Drug dog bites Ga. deputy during attempted selfie | www.wsbtv.com


----------



## HarleyTheGSD (Feb 13, 2012)

Wow....is it cruel of me to find this somewhat humorous?


----------



## Nigel (Jul 10, 2012)

This link has statement from the deputy, I feel bad for the guy.

Murray Co. deputy bitten during "selfie" with K-9 - WRCBtv.com | Chattanooga News, Weather & Sports


----------



## selzer (May 7, 2005)

HarleyTheGSD said:


> Wow....is it cruel of me to find this somewhat humorous?


I don't know where the humor is.


----------



## Chip18 (Jan 11, 2014)

Yeah not getting the humor myself either?? Dog and handler need to go back to school! Just a pet person but my standards are pretty high and that handler/dog combo is a fail in my book!


----------



## David Winners (Apr 30, 2012)

Fama bit me 6 times. Sometimes it happens. Never needed stitches from her though.

Hopefully the handler learned something and they can work through their issues. Sometimes the right dog for the job can be hard on a handler until you settle in together. 

David Winners


----------



## volcano (Jan 14, 2013)

I expected the picture. Im also confused about the right dog for the job comment, police dogs should be more under control, im against hard aggressive police dogs. Its not like a police dogs main duty is to bite, isnt the nose the important part? Id prefer police dogs who bite the handler to never be allowed on the street- never ever. Obviously the dog shouldnt be biting the handler so how can they put that dog in public where it may bite other people it isnt supposed to??? If any regular dog did it theyd be put down.


----------



## David Winners (Apr 30, 2012)

Some police and MIL dogs come from some pretty hard training. They can end up with pretty soft handlers. There is definitely a learning curve. 

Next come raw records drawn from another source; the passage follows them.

PR #917, opened 2020-12-27
adds LogbookClientHttpRequestInterceptor for spring RestTemplate

nhomble:
## Description

Creates a new `ClientHttpRequestInterceptor` that composes existing apache interceptor functionality but is more pluggable for spring users.

## Motivation and Context

Spring `RestTemplate` users are typically abstracted away from `HttpClient` specific configurations. We operate at the `RestTemplateBuilder` level. 

## Types of changes

## Checklist:


logbook-spring-boot-autoconfigure/src/main/java/org/zalando/logbook/autoconfigure/LogbookAutoConfiguration.java
```diff
@@ -6,11 +6,7 @@
 import org.springframework.beans.factory.annotation.Autowired;
 import org.springframework.beans.factory.annotation.Value;
 import org.springframework.boot.autoconfigure.AutoConfigureAfter;
-import org.springframework.boot.autoconfigure.condition.ConditionalOnBean;
```
nhomble, line 9: sorry intellij must have autoformatted, I'll fix

logbook-spring-boot-autoconfigure/src/main/java/org/zalando/logbook/autoconfigure/interceptors/LogbookClientHttpRequestInterceptor.java
```diff
@@ -0,0 +1,67 @@
...
+import org.zalando.logbook.httpclient.LogbookHttpResponseInterceptor;
+
+import java.io.IOException;
+
+/**
+ * Uses {@link LogbookHttpResponseInterceptor} and {@link LogbookHttpResponseInterceptor} to log the start and
+ * completion of client http requests.
+ */
+@API(status = API.Status.EXPERIMENTAL)
+public class LogbookClientHttpRequestInterceptor implements ClientHttpRequestInterceptor {
```
whiskeysierra, line 23: This implementation is now has a compile-time dependency to apache http-client, even if someone is using the RestTemplate with another HTTP client implementation.

A cleaner way would be to implement it completely separate and also to move it to its own module, e.g. `logbook-spring`.

whiskeysierra: (For those users that are just using Spring, but not Spring Boot)

logbook-spring/pom.xml
```diff
@@ -0,0 +1,76 @@
...
+            </dependency>
+        </dependencies>
+    </dependencyManagement>
+
+    <dependencies>
+        <dependency>
+            <groupId>org.zalando</groupId>
+            <artifactId>logbook-core</artifactId>
+        </dependency>
+        <dependency>
```
whiskeysierra, line 40: This module and the implementation still depends on the Apache HTTP Client implementation now.

nhomble: maybe it makes less sense for me to reuse `LogbookHttpRequestInterceptor` and `LogbookHttpResponseInterceptor` and instead just adapt spring's `HttpRequest` and `HttpResponse` into the logbook equivalents.

logbook-spring/src/main/java/org/zalando/logbook/spring/LogbookClientHttpRequestInterceptor.java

I don't know the dog or handler in question. I do know that if you handle dogs long enough, you will get bitten at some point, sometimes by your own dog.

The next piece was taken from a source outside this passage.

PR #948, opened 2021-02-08
Fix empty response body when using Spring RestTemplate with LogbookClientHttpRequestInterceptor

thowimmer:
This PR fixes that null response bodies are returned for non-empty responses when using the new LogbookClientHttpRequestInterceptor with a Spring RestTemplate.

It can take a while for a dog to trust a handler, especially if they are new. Just because the dog bit when someone threw their arm around it's neck doesn't mean it's a danger to the public.

The handler made a mistake. He got bit. Bet he doesn't do it again.

David Winners


----------



## carmspack (Feb 2, 2011)

The PERSON made a mistake . The DEPUTY made a mistake.

Must have read the article in the link 3 or 4 times to make sure my interpretation was reasonable.

I don't see that it was the handler of the dog , because then it would have said HIS dog . Here we have A department dog.

Seems like the Deputy was part of a team serving warrants, perhaps the dog being instrumental in identifying and affirming presence of drugs .
Deputy all proud and excited with the team goes and puts the arm on the dog and the rest is history.
The piece does not say "drug dog bites handler"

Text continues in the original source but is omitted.